### WORK ITEM
Using the records below, please work out how many lines contain "return"; answer with the number alone.

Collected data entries
*-*-*
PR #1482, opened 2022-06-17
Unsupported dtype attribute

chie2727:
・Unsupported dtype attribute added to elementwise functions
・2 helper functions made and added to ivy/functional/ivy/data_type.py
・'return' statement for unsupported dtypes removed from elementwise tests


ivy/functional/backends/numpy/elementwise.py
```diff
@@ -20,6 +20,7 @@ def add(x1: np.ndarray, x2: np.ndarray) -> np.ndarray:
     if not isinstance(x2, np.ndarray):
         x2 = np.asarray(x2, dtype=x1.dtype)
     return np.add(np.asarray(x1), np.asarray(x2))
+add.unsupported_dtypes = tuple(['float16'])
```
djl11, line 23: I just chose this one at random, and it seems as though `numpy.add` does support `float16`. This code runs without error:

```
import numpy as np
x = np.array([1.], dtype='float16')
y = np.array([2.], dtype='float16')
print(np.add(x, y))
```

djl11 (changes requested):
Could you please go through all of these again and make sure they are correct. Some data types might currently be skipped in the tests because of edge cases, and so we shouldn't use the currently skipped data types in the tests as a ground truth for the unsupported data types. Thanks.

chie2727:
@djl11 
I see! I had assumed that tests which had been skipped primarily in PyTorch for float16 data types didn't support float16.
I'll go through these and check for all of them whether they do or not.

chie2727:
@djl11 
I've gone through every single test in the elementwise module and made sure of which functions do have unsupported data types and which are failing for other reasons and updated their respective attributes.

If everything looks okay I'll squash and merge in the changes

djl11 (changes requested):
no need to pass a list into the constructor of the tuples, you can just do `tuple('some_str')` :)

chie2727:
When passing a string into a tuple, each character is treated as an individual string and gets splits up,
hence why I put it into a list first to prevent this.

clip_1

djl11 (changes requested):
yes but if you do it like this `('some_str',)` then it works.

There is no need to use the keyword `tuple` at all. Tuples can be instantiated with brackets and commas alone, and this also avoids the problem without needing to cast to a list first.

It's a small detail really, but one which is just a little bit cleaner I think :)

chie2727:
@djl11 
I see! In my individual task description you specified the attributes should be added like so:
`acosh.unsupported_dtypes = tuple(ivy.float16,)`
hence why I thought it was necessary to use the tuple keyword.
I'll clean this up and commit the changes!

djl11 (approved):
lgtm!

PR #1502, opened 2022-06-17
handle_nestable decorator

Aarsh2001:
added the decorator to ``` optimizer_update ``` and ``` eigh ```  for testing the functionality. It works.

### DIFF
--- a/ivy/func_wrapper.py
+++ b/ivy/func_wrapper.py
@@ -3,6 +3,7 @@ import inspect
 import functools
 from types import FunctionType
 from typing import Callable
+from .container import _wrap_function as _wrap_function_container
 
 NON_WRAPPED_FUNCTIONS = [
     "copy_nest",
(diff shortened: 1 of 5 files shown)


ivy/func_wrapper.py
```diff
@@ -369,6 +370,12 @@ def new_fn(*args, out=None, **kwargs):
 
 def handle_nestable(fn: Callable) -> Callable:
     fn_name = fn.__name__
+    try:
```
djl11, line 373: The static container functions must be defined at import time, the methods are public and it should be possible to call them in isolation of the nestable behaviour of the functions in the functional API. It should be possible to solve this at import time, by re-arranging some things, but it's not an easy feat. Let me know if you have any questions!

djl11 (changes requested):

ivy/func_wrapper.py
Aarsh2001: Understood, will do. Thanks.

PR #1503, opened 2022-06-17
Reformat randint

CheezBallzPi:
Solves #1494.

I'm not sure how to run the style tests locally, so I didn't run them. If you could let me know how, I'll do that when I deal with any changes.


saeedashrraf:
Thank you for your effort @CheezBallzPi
*-*-*
### RESULT BELOW
2